*** MATERIALS PROVIDED

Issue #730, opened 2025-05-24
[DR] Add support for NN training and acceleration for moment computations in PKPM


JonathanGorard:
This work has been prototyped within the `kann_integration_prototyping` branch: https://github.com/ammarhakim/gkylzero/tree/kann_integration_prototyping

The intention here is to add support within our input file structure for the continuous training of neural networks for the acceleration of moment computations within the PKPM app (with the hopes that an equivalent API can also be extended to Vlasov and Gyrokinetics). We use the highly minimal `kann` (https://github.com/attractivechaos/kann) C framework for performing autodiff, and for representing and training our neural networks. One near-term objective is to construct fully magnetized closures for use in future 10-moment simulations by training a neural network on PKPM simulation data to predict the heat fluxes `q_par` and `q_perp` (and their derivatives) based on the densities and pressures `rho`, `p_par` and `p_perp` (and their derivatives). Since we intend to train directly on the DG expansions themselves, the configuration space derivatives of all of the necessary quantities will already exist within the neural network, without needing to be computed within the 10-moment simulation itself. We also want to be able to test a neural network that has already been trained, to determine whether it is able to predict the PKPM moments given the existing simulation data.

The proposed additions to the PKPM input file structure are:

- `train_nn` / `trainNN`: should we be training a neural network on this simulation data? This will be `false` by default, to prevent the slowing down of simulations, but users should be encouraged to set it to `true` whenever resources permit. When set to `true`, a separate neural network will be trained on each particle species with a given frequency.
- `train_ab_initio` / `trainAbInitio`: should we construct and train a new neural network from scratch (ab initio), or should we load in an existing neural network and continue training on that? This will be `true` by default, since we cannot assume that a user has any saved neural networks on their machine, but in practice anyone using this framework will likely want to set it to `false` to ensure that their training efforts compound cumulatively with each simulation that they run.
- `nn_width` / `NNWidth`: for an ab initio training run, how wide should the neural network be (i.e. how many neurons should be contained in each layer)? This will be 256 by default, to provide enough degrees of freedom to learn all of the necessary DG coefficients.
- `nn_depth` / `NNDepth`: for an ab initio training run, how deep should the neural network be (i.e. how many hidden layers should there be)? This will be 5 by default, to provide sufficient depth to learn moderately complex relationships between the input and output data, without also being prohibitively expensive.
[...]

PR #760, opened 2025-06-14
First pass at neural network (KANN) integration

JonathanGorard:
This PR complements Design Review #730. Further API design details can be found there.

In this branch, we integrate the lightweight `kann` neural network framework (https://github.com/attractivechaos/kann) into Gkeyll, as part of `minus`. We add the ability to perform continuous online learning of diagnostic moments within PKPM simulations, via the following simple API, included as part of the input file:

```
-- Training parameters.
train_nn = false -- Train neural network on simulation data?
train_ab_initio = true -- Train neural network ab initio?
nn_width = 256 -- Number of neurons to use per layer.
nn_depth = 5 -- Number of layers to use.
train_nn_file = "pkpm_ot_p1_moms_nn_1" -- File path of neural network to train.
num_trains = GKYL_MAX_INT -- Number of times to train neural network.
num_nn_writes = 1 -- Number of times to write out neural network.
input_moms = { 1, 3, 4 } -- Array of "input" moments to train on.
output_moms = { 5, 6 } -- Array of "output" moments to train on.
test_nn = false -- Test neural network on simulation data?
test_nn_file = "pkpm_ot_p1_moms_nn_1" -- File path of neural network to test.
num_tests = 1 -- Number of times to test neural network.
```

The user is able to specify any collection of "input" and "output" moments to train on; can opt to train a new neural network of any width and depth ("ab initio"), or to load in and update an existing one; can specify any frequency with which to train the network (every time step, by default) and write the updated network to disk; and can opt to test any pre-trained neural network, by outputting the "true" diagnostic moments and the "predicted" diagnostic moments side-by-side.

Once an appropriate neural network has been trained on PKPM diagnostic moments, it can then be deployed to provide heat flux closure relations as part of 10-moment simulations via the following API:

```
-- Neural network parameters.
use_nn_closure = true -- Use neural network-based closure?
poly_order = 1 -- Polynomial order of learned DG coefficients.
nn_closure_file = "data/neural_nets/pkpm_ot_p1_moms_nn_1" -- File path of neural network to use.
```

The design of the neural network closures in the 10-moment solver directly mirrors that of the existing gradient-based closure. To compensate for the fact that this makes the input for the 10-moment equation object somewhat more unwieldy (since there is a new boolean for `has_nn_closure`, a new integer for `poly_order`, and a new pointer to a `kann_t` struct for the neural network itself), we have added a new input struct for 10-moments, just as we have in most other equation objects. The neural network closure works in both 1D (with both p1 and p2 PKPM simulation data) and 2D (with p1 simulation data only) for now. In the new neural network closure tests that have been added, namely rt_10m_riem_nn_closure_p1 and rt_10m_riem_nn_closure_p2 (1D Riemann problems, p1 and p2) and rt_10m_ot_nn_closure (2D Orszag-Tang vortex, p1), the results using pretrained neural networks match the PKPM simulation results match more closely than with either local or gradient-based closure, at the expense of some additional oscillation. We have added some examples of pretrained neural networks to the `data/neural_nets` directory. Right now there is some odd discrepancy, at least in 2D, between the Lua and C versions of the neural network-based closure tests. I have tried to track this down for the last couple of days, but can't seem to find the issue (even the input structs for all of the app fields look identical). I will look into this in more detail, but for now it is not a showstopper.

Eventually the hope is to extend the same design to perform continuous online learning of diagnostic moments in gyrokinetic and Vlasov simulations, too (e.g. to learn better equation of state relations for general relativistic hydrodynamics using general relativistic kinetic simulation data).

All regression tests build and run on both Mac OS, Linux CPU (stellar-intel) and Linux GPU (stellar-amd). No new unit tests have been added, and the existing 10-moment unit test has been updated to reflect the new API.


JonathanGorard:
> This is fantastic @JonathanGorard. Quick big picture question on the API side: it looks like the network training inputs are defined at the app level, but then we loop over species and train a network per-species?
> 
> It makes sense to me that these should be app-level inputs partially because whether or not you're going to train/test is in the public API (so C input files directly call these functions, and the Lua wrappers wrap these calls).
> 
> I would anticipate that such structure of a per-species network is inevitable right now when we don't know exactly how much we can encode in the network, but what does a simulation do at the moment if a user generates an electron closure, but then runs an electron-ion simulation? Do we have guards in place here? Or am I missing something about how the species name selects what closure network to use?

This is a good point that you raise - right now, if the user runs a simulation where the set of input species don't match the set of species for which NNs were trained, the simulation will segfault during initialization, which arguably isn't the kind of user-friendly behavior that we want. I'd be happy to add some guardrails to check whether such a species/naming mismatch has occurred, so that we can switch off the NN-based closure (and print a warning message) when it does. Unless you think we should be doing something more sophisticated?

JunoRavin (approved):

******
*** MATERIALS PROVIDED

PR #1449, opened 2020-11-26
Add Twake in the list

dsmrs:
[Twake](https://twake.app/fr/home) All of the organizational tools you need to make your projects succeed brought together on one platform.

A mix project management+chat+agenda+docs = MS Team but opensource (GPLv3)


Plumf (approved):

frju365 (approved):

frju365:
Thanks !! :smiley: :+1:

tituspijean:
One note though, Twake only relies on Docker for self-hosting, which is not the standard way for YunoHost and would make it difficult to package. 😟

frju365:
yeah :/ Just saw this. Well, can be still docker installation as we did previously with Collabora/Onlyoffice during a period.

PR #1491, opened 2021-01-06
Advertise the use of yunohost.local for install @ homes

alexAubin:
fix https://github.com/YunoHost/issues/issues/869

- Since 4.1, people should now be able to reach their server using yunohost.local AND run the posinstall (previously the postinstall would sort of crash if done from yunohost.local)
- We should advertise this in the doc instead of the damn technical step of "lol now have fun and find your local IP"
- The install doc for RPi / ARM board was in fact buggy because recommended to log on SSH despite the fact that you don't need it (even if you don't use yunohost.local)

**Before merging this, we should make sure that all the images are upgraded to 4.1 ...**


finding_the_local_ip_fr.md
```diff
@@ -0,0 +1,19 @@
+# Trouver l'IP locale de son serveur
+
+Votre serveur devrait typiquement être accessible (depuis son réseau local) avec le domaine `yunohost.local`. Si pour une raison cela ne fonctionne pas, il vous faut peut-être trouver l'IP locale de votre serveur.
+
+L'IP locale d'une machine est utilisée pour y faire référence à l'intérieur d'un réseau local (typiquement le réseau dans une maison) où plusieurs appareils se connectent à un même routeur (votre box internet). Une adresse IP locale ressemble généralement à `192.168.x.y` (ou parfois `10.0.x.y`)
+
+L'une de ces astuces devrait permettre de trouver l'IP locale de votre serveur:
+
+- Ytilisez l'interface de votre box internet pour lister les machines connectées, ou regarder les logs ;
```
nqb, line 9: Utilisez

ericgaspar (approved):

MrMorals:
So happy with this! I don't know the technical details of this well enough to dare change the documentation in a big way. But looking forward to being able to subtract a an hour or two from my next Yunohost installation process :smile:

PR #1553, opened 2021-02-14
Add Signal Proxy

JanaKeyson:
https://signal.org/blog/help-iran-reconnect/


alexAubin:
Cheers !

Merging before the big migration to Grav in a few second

******
*** MATERIALS PROVIDED

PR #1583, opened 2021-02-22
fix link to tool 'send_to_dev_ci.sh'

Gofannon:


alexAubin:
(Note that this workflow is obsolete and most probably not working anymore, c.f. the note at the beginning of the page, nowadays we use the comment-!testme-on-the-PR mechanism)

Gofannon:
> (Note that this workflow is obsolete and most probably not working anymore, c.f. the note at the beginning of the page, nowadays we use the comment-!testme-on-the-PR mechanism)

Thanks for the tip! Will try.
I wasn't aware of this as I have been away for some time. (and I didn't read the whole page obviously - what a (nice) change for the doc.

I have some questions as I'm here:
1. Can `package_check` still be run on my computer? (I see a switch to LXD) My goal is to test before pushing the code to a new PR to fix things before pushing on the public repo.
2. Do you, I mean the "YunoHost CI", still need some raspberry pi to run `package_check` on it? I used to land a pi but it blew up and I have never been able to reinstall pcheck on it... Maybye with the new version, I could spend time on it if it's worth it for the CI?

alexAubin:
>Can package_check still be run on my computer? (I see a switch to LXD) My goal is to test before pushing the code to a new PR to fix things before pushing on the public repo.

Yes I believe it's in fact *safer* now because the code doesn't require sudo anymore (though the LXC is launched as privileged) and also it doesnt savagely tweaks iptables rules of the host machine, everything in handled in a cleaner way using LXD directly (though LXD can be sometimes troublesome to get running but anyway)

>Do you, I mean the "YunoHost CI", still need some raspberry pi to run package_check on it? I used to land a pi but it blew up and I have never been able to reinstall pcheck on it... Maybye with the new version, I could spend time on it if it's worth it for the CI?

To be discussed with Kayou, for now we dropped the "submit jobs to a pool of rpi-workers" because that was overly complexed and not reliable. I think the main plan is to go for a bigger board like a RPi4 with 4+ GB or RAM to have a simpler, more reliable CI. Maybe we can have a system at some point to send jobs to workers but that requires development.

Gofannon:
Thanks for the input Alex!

******

# ABOUT THIS TASK
Scan the material above for the string "layers" and return the lines that hold it.

# SOLUTION FOR THIS EXERCISE
- `nn_depth` / `NNDepth`: for an ab initio training run, how deep should the neural network be (i.e. how many hidden layers should there be)? This will be 5 by default, to provide sufficient depth to learn moderately complex relationships between the input and output data, without also being prohibitively expensive.
nn_depth = 5 -- Number of layers to use.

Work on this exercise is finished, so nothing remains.